Task instructions: Transcribe only the lines between the first line of the records and the line containing "PR #3380, opened 2023-05-12", inclusive, exactly as written.

Stored items:
PR #3369, opened 2023-05-08
Impersonate MM on app.0xsplits.xyz

hyphenized:
## To Test 
- [ ] Set wallet as default, then try to connect to https://app.0xsplits.xyz/accounts/


kkosiorowska (approved):
:white_check_mark:

PR #2796, opened 2022-12-16
Fix issue with swapping on Pancakeswap with Ledger

kkosiorowska:
Closes #2767 

This PR allows a swap on Pancakeswap with Ledger when the user has changed the Ledger settings.

## Steps to Recreate
- go to [pancakeswap](https://pancakeswap.finance/swap) to make swap with Ledger account
- try to do a swap when bling signing is enabled on the settings
- disable blind signing on the settings
- try to do a swap again

Latest build: [extension-builds-2796](https://github.com/tallyhowallet/extension/suites/9909132501/artifacts/478991299) (as of Fri, 16 Dec 2022 13:29:41 GMT).

PR #3380, opened 2023-05-12
Failing to Prepare: Add a SigningService hook for pre-notifying signers of a request

### LINKED ISSUE #3031: Investigate possible Ledger failure blocking signing
Related PR: https://github.com/tallyhowallet/extension/pull/2796/files

The fix it implements possibly breaks if a Ledger transport is no longer valid.  We should investigate if this blocks signing with non-Ledger accounts as well as it throws an exception before anything else gets to happening

Shadowfiend:
> “By failing to prepare, you are preparing to fail.”
>
> ― Benjamin Franklin

Some signers can require various types of setup when a new signing request is about to come in. Two quick examples are hardware wallets, which may need to explicitly refresh the connection state to make sure that the wallet is still connected and ready, or remote signers like WalletConnect (currently not supported), which might need to establish a remote connection to be able to make a request.

For the case where a Ledger did not have arbitrary data signing enabled specifically, 8dc160b landed a fix where a full connection refresh would be kicked off, fixing a specific bug. However, this led to an issue where arbitrary data signing information would be checked in certain cases when a Ledger was disconnected, throwing an error early in the signing process and preventing advancing to the signing stage even for non-Ledger signers.

This commit reworks that fix, instead providing a new method on the SigningService, which is responsible for coordinating between signers. This method, `prepareForSigningRequest`, is called immediately prior to passing a signing request (data, typed data, or transaction signing) to the UI, giving the signers an opportunity to do any setup they might need.

The method can be used in blocking fashion in cases where the UI will be presented quickly and the signer should already be prepared when the UI is presented; this is used for transaction signing and data signing. For typed data signing, the data is enriched before presenting the UI, and this will generally take much longer than the current implementation of signer preparation, so the call to `prepareForSigningRequest` is left un-awaited.

Currently, the signing service's implementation simply always asks the Ledger service to refresh its connection information in preparation for the request. Future refinement could pass the signing address and check whether the Ledger service is responsible for that address before refreshing connection information, but the current implementation seems to have pretty low overhead.

Fixes #3031.

## Testing

- [x] Repeat the test at https://github.com/tahowallet/extension/pull/2796#issue-1500202808 to ensure we have not introduced a regression for that fix.
- [x] After the above, disconnect the Ledger and try to swap one more time. The signing screen should come up, reflecting the disconnected state of the Ledger. Without this branch, the signing screen should be locked in a loading state.

Latest build: [extension-builds-3380](https://github.com/tahowallet/extension/suites/12845908941/artifacts/692276466) (as of Fri, 12 May 2023 03:12:50 GMT).

### DIFF
--- a/background/main.ts
+++ b/background/main.ts
@@ -1195,17 +1195,8 @@ export default class Main extends BaseService<never> {
     this.internalEthereumProviderService.emitter.on(
       "transactionSignatureRequest",
       async ({ payload, resolver, rejecter }) => {
-        /**
-         * There is a case in which the user changes the settings on the ledger after connection.
-         * For example, it sets disabled blind signing. Before the transaction signature request
-         * ledger should be connected again to refresh the state. Without reconnection,
-         * the user doesn't receive an error message on how to fix it.
-         */
-        const isArbitraryDataSigningEnabled =
-          await this.ledgerService.isArbitraryDataSigningEnabled()
-        if (!isArbitraryDataSigningEnabled) {
-          this.connectLedger()
-        }
+        await this.signingService.prepareForSigningRequest()
+
         this.store.dispatch(
           clearTransactionState(TransactionConstructionStatus.Pending)
         )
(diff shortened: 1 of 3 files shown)


kkosiorowska (approved):
Great job, I have tested and it looks like everything works well 🚀.

PR #3381, opened 2023-05-12
Ledger-en-dary: Categorize accounts by signer id instead of just keyring id

Shadowfiend:
Previously, the only type of id being taken into account to differentiate between different signers was the keyring id. This meant that two accounts from two different Ledgers appeared under the same entry in the account list, "Ledger 1". Additionally, it meant if you renamed the Ledger category, it was for all Ledgers, not just for one.

The underlying change to fix this is fairly minor: `keyringId` is now generalized to `signerId`, which is derived separately for each account signer type. The derivation is set up such that adding a signer type will require specifying how to differentiate between signers of that type. Any signers that prefer not to differentiate can return `null`, or another value.

NOTE: this change will probably interact with #3089 !

## Testing

The easiest way to test is to add two Ledgers to an existing account. Without this branch, you should see something similar to the below:

image

With this branch, you should see this:

image

Also confirm:
- [x] Both Ledgers are editable separately.
- [x] Editing an entry before this branch remains applicable after switching to this branch, but with that renamed entry associated only with the first Ledger.

Latest build: [extension-builds-3381](https://github.com/tahowallet/extension/suites/12845936179/artifacts/692278164) (as of Fri, 12 May 2023 03:14:58 GMT).

### DIFF
--- a/background/redux-slices/selectors/accountsSelectors.ts
+++ b/background/redux-slices/selectors/accountsSelectors.ts
@@ -45,6 +45,7 @@ import {
   ReadOnlyAccountSigner,
   SignerType,
 } from "../../services/signing"
+import { assertUnreachable } from "../../lib/utils/type-guards"
 
 // TODO What actual precision do we want here? Probably more than 2
 // TODO decimals? Maybe it's configurable?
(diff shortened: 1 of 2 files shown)


hyphenized (commented):
This looks good to me but I'd prefer that we worked these on top of #3089 so we can avoid having to rework that PR based on these changes.

jagodarybacka:
We can also merge this and prepare another PR to https://github.com/tahowallet/extension/pull/3089 even if it won't be merged right now

Shadowfiend:
Yes definitely the latter. We'll get some thoughts from the LA folks on updates to that branch, but halting forward motion in any way that isn't directly related to the signer service there is asking a lot.

mhluongo:
This will seriously improve my life, thank you :pray:

Issue #3341, opened 2023-05-01
In-wallet swap - missing price info on swap UI, yet available on sign tx screen


Naxsun:
### Discord Discussion Link

na

### What browsers are you seeing the problem on?

Chrome

### What were you trying to do?

Swap MATIC to FTM on Polygon

### What did not work?

There is no price information & price impact available on the swaps UI screen. However, there is price information on the swaps - tx confirmation screen.

Reproduced this a couple of times.
![image](https://user-images.githubusercontent.com/71384922/235445294-e1683987-08ef-49fc-831f-792fbf4fd593.png)

![image](https://user-images.githubusercontent.com/71384922/235445301-3211864c-73ae-4f27-b7a9-9695bbe56cb6.png)

[logs_v0_31_0__2023-05-01T13_23_24+02_00.txt](https://github.com/tahowallet/extension/files/11365100/logs_v0_31_0__2023-05-01T13_23_24%2B02_00.txt)

### Version

v0.31.0

PR #3383, opened 2023-05-15
Change `tokenToEthRate` threshold for fetching prices

jagodarybacka:
Resolves https://github.com/tahowallet/extension/issues/3341

### What

It is possible to get prices for assets with a low token to ETH rate, so let's change the threshold to 0.1 to get more accurate price info.

Note: this shouldn't cause much more traffic to Coingecko especially when we will merge the price oracle PR

### Testing

- [ ] setup pair mentioned in the issue (MATIC-FTM on Polygon) - there should be a price displayed for Fantom

### DIFF
--- a/background/redux-slices/utils/0x-swap-utils.ts
+++ b/background/redux-slices/utils/0x-swap-utils.ts
@@ -107,7 +107,7 @@ export async function getAssetAmount(
 }
 
 /**
- * If the tokenToEthRate of a is less than 1
+ * If the tokenToEthRate of a is less than 0.1
  * we will probably not get information about the price of the asset.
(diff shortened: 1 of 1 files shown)


kkosiorowska (approved):
LGTM ✅

Shadowfiend:
Will let you merge @kkosiorowska since you reviewed here.

> Note: this shouldn't cause much more traffic to Coingecko especially when we will merge the price oracle PR

Assuming that PR doesn't land right now, how much of a difference are we expecting?

jagodarybacka:
From what I was testing - I can't see a difference using our testing accounts but that may have some effect for accounts that own more illiquid tokens or while user will try to swap with low liquidity assets. Edge case I would say.

PR #3385, opened 2023-05-15
RFB 5: Control-compatible addresses

Shadowfiend:
The implementation section still needs a little more love, but the core of the ideas is there.

Latest build: [extension-builds-3385](https://github.com/tahowallet/extension/suites/13097193642/artifacts/710933010) (as of Tue, 23 May 2023 18:55:12 GMT).

### DIFF
--- a/rfb/rfb-5-control-compatile-addresses.md
+++ b/rfb/rfb-5-control-compatile-addresses.md
@@ -243,7 +243,29 @@ name of the account, because Taho only considered a name to apply to a single
 network. Exploring this problem space led to the development of control
 compatibility as a concept.
 
-// TODO
+For general name resolution, all names should be saved or resolved as on a
+particular network---for example, if a user renames an account while on
+Ethereum mainnet in the UI, the name should be persisted as the name for that
+account on Ethereum. If the ENS resolver on Ethereum mainnet returns an address
+for the name, that address should be considered to be valid on Ethereum
+mainnet. All name resolution requests should thus return an `AddressOnNetwork`,
+as above, that corresponds to the network the address's name was resolved on.
+
+Once that name percolates into the UI, the UI should use control compatibility
+to determine whether to display it in a given context. For example, a keyring
+account's name might be present no matter what network the user is viewing. A
+Ledger account's name, on the other hand, might only display if it's on a
+transaction-compatible network.
+
+Similarly, when entering a recipient address in the Send page, the name should
+only be considered resolved if a resolved name is returned that is
+control-compatible to the requested network. This might be adjusted by giving
+the user warning feedback that the address is known (and allowing the name to
+be used) but not guaranteed to be controlled by the same person.
+
+Note that the generalized problem of displaying accounts that the user controls
+on one network but not another in the Taho UI is not solved, and is a separate
+issue for Taho's design team to tackle.
 
 ## Related Links
 
--- a/rfb/rfb-5-control-compatile-addresses.md
+++ b/rfb/rfb-5-control-compatile-addresses.md
@@ -9,7 +9,7 @@ ongoing development can deprioritize certain thinking that maintains the
 underlying flexibility needed to rerpesent these differences.
 
 Currently, the code base assumes that a given address is always controlled by
-the same underlying key, keyring, or hardware device, even if it is on a
+the same underlying key, keyring, or external device, even if it is on a
 different network. For regular keys, in practice, this is a fair assumption: if
 Bob has a key that can sign for address `0x0abc` with a derivation path of
 `44'/60'/0'/0/0`, the likelihood that Bob will have a different key that can
@@ -18,11 +18,12 @@ low.
 
 This assumption falls apart when it comes to accounts that are not derived or
 controlled directly by in-memory private keys, however. For example, if Bob is
-viewing the Ethereum network and has a key for `0x0abc` at `44'/60'/0'/0/0` can
-sign a transaction for that address, they can interact with everything as
-expected--dApps, etc. If Bob switches to the Rootstock network, on the other
-hand, and they control that key using a Ledger, Ledger itself might require a
-different app to sign a transaction for that key on Roostock.
+viewing the Ethereum network and has a key stored on a Ledger for `0x0abc` at
+`44'/60'/0'/0/0` can sign a transaction for that address, they can interact
+with everything as expected--dApps, etc. If Bob switches to the Rootstock
+network, on the other hand, and they control that key using a Ledger, Ledger
+itself might require a different app to sign a transaction for that key on
+Roostock.
 
 This is the simplest scenario. A more complex scenario appears if the address
 in question is actually a smart contract or account abstraction-based wallet.
@@ -77,7 +78,7 @@ and correspond to the same user on multiple networks or not.
 
 To allow the above, we can introduce two concepts for any given pair of networks:
 
-- Two networks are _transaction-compatible_ for a given hardware wallet if sign
+- Two networks are _transaction-compatible_ for a given external wallet if sign
   a transaction for both networks from the same key material without requiring
   any on-wallet manipulation[^2].
 - An _address_ is considered _control-compatible_ across the pair of networks
@@ -93,8 +94,11 @@ control-compatible across 2 networks:
 - The address was derived from a hardware wallet that controls private key
   material for the address AND the networks are transaction-compatible[^2].
 - The address has been resolved via a name service lookup on both networks and
-  the owner of the records is the same on both networks. [^3] This can change
-  over time, so if the wallet leverages these
+  the owner of the records is the same on both networks.[^3] This can change
+  over time, so if we choose for the wallet to leverage this condition, it
+  should monitor ownership for changes and adjust its understanding of control
+  compatibility based on that information. _Most likely this is not worth
+  implementing at this time._
 
 In addition to these 3 possible paths, the 2 networks must have the same
 address format; e.g., an address cannot be control-compatible between Ethereum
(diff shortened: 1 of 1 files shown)


mhluongo:
Basic idea seems sound. A table with examples to demonstrate *control-compatibility* would be nice.

We might also need to start directly mapping addresses to control mechanisms throughout the UI. Eg knowing that a BTC address and an ETH address are controlled by the same hardware wallet would be useful if we're ever showing cross-chain transactions

Shadowfiend:
> A table with examples to demonstrate control-compatibility would be nice.

Good call. 

> We might also need to start directly mapping addresses to control mechanisms throughout the UI.

We have all the tools to do that (indeed, this is basically what #3381 finishes implementing), but the issues in play on this RFB are broader I think.

Shadowfiend:
Pushed some clarifications + a table, still need to add more details for implementation.

rfb/rfb-5-control-compatile-addresses.md
```diff
@@ -0,0 +1,155 @@
...
+sign for address `0x0abc` but at derivation path `44'/137'/0'/0/0` is quite
+low.
+
+This assumption falls apart when it comes to accounts that are not derived or
+controlled directly by in-memory private keys, however. For example, if Bob is
+viewing the Ethereum network and has a key for `0x0abc` at `44'/60'/0'/0/0` can
+sign a transaction for that address, they can interact with everything as
+expected--dApps, etc. If Bob switches to the Rootstock network, on the other
+hand, and they control that key using a Ledger, Ledger itself might require a
+different app to sign a transaction for that key on Roostock.
```
pdyraga, line 25: This section is confusing to me. 

This is what I believe it says:
- Bob has an in-memory key for `0x0abc`
- Bob also has a key for `0x0abc` on Ledger.

We say that Bob has to switch to another Ledger application to sign with that address on Rootstock and to another Ledger application to sign with that address on Ethereum. This is correct but it would be exactly the same if this account was only on Ledger. Why is the in-memory key important here?

EDIT: Okay, I think I understand - we are not talking about an in-memory key here. Let me suggest a small rewrite to make it more clear: 
```suggestion
This assumption falls apart when it comes to accounts that are not derived or
controlled directly by in-memory private keys, however. For example, if Bob is
viewing the Ethereum network and has a key for `0x0abc` at `44'/60'/0'/0/0`
controlled by Ledger, they can sign transactions and interact with everything as
expected--dApps, etc. If Bob switches to the Rootstock network, on the other
hand, Ledger itself might require a different app to sign a transaction for that
key on Rootstock.
```

rfb/rfb-5-control-compatile-addresses.md
```diff
@@ -0,0 +1,155 @@
...
+These are the cases where the wallet should assume an address is
+control-compatible across 2 networks:
+
+- The wallet controls private key material for the address (e.g. the address is
+  derived from an internal keyring).
+- The address was derived from a hardware wallet that controls private key
+  material for the address AND the networks are transaction-compatible[^2].
+- The address has been resolved via a name service lookup on both networks and
+  the owner of the records is the same on both networks. [^3] This can change
+  over time, so if the wallet leverages these
```
pdyraga, line 97: then what? 😉

rfb/rfb-5-control-compatile-addresses.md
```diff
@@ -0,0 +1,155 @@
...
+base data type should be an `AddressOnNetwork` or `NameOnNetwork`. This should
+be the case both on the way into the UI (e.g. when displaying autocompletes or
+transaction information) AND on the way out of the UI (e.g. when requesting
+signature or otherwise sending information into the services). The network
+information may not always be needed or used, but it should be present so that
+fidelity is not lost.
+
+The intent is to allow the UI to manage addresses as tied one-to-one to
+networks, and to allow flexibility behind the scenes for addresses that might
+be known to be controlled by the same address on multiple networks.
```
pdyraga, line 151: From this RFB:

> (...) In particular, the goal is for an address to have enough information carried with it that the UI and internal services can inform the user **whether an address is known to exist and correspond to the same user on multiple networks or not.**

If we just pass `AddressOnNetwork` or `NameOnNetwork`, is it enough to decide about the control compatibility? Shouldn't the source be passed on as well?

rfb/rfb-5-control-compatile-addresses.md
Shadowfiend: Lolll let me look at that 😆

rfb/rfb-5-control-compatile-addresses.md
Shadowfiend: I think that's unclear wording on my part. Using `*OnNetwork` gives us the base information we need to later determine control compatibility. If we find out about an address but don't know which network it's for, we'll never be able to derive control compatibility information. If we have the address and network, we can check whether Taho controls private keys to it, or has been connected to a hardware wallet that does, etc.

pdyraga: Ack, that makes sense. It's my lack of understanding of the extension architecture and code. I was under the impression there is a need for an API in the extension - in a pure function mode - that receives (address, network, source)` tuples and decides about compatibility. It looks like the goal is to always pass the network along the name and/or address and the wallet can resolve the source and decide.

rfb/rfb-5-control-compatile-addresses.md
```diff
@@ -0,0 +1,272 @@
...
+
+Once that name percolates into the UI, the UI should use control compatibility
+to determine whether to display it in a given context. For example, a keyring
+account's name might be present no matter what network the user is viewing. A
+Ledger account's name, on the other hand, might only display if it's on a
+transaction-compatible network.
+
+Similarly, when entering a recipient address in the Send page, the name should
+only be considered resolved if a resolved name is returned that is
+control-compatible to the requested network. This might be adjusted by giving
```
jagodarybacka, line 262: Does it mean that we will be able to use ENS for Sending on networks other than Ethereum or not? Assuming the account user wants to send funds to is not an imported signer but some other address

rfb/rfb-5-control-compatile-addresses.md
```diff
@@ -0,0 +1,272 @@
...
+ongoing development can deprioritize certain thinking that maintains the
+underlying flexibility needed to rerpesent these differences.
+
+Currently, the code base assumes that a given address is always controlled by
+the same underlying key, keyring, or external device, even if it is on a
+different network. For regular keys, in practice, this is a fair assumption: if
+Bob has a key that can sign for address `0x0abc` with a derivation path of
+`44'/60'/0'/0/0`, the likelihood that Bob will have a different key that can
+sign for address `0x0abc` but at derivation path `44'/137'/0'/0/0` is quite
+low.
```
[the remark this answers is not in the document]
Shadowfiend: The probability I'm noting here is that mnemonic A at a given derivation path will produce the same private key (and thus control the same address) as mnemonic B at a different derivation path. Does that answer your question? I can clarify this section if so.

rfb/rfb-5-control-compatile-addresses.md
Shadowfiend: If it's not an address we control we should either disallow it or make it clear to the user that there is no guarantee they're actually sending to the same person, and the funds could get lost.

rfb/rfb-5-control-compatile-addresses.md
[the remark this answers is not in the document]
jagodarybacka: aaaah ok, that makes sense 👌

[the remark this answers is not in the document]
Shadowfiend: Awesome, I'll reword a little to clarify this.

rfb/rfb-5-control-compatile-addresses.md
```diff
@@ -0,0 +1,272 @@
...
+| New `HDKeyring`        | RSK     | Yes                 | Private key        |
+| New `HDKeyring`        | BTC     | No                  | Address format[^4] |
+| Private key import     | Polygon | Yes                 | Private key        |
+| Private key import     | RSK     | Yes                 | Private key        |
+| Private key import     | BTC     | No                  | Address format     |
+| Ledger walllet         | Polygon | Yes                 | Tx compatible      |
+| Ledger walllet         | RSK     | Yes                 | Tx compatible      |
+| Ledger walllet         | BTC     | No                  | Address format     |
+| WalletConnect Safe[^5] | Polygon | No                  | Tx incompatible    |
+| WalletConnect Safe     | RSK     | No                  | Tx incompatible    |
```
pdyraga, line 122: Nitpicking but I find the Reason for those two cases a bit confusing.

If, for the given mechanism, we have Transaction compatibility than I believe we also have Control compatibility.
Not having Transaction compatibility does not implicate not having Control compatibility. In my opinion and at least in theory.

This is not the current state on Ledger I believe but I can think of a situation when Ledger asks to switch to Arbitrum app (no Transaction compatibility because I had to switch apps) while the same mechanism is used for signing on both networks (has Control compatibility).

rfb/rfb-5-control-compatile-addresses.md
```diff
@@ -0,0 +1,272 @@
...
+name) is control-compatible on the specified `otherNetwork`. To check control
+compatibility, the signing service should check:
+
+- If the two networks have incompatible address formats, return `false`.
+- If there is no known signer for that address, return `false`.
+- If there is a known signer (internal, Ledger, or otherwise), the backing service
+  for that signer should have a new implemented method, `isTransactionCompatible`,
+  defined below; return the result of that method.
+
+Additionally
```
pdyraga, line 202: Yes sir?

pdyraga (approved):
Just some final nitpickin'. Overall, it looks good to me.

rfb/rfb-5-control-compatile-addresses.md
Shadowfiend: For the love of…

rfb/rfb-5-control-compatile-addresses.md
Shadowfiend: It doesn't imply it directly, but if we don't know we have transaction compatibility we don't *know* that we have control compatibility. A contract multisig is the perfect example. If you look at the cited Wintermute attack, the issue was sending to a contract multisig on a network that would have supported the same multisig, but the multisig wasn't deployed yet. The attack was to deploy the multisig in such a way that the intended recipients did not control the multisig anymore, and seize the funds that way. Ultimately if we don't know for a fact that the connected signer can sign for multiple networks, we can't assume that it will for control compatibility purposes, or we expose the user to attacks.

rfb/rfb-5-control-compatile-addresses.md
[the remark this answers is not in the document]
Shadowfiend: Gave it a shot @ https://github.com/tahowallet/extension/pull/3385/commits/9927e7363f4ee15af15a430b726e002a124c1108

Shadowfiend:
Ok, I think this is ready to merge from my end.

pdyraga (approved):

jagodarybacka (approved):
🚀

Response for this exercise:
PR #3369, opened 2023-05-08
Impersonate MM on app.0xsplits.xyz

hyphenized:
## To Test 
- [ ] Set wallet as default, then try to connect to https://app.0xsplits.xyz/accounts/


kkosiorowska (approved):
:white_check_mark:

PR #2796, opened 2022-12-16
Fix issue with swapping on Pancakeswap with Ledger

kkosiorowska:
Closes #2767 

This PR allows a swap on Pancakeswap with Ledger when the user has changed the Ledger settings.

## Steps to Recreate
- go to [pancakeswap](https://pancakeswap.finance/swap) to make swap with Ledger account
- try to do a swap when bling signing is enabled on the settings
- disable blind signing on the settings
- try to do a swap again

Latest build: [extension-builds-2796](https://github.com/tallyhowallet/extension/suites/9909132501/artifacts/478991299) (as of Fri, 16 Dec 2022 13:29:41 GMT).

PR #3380, opened 2023-05-12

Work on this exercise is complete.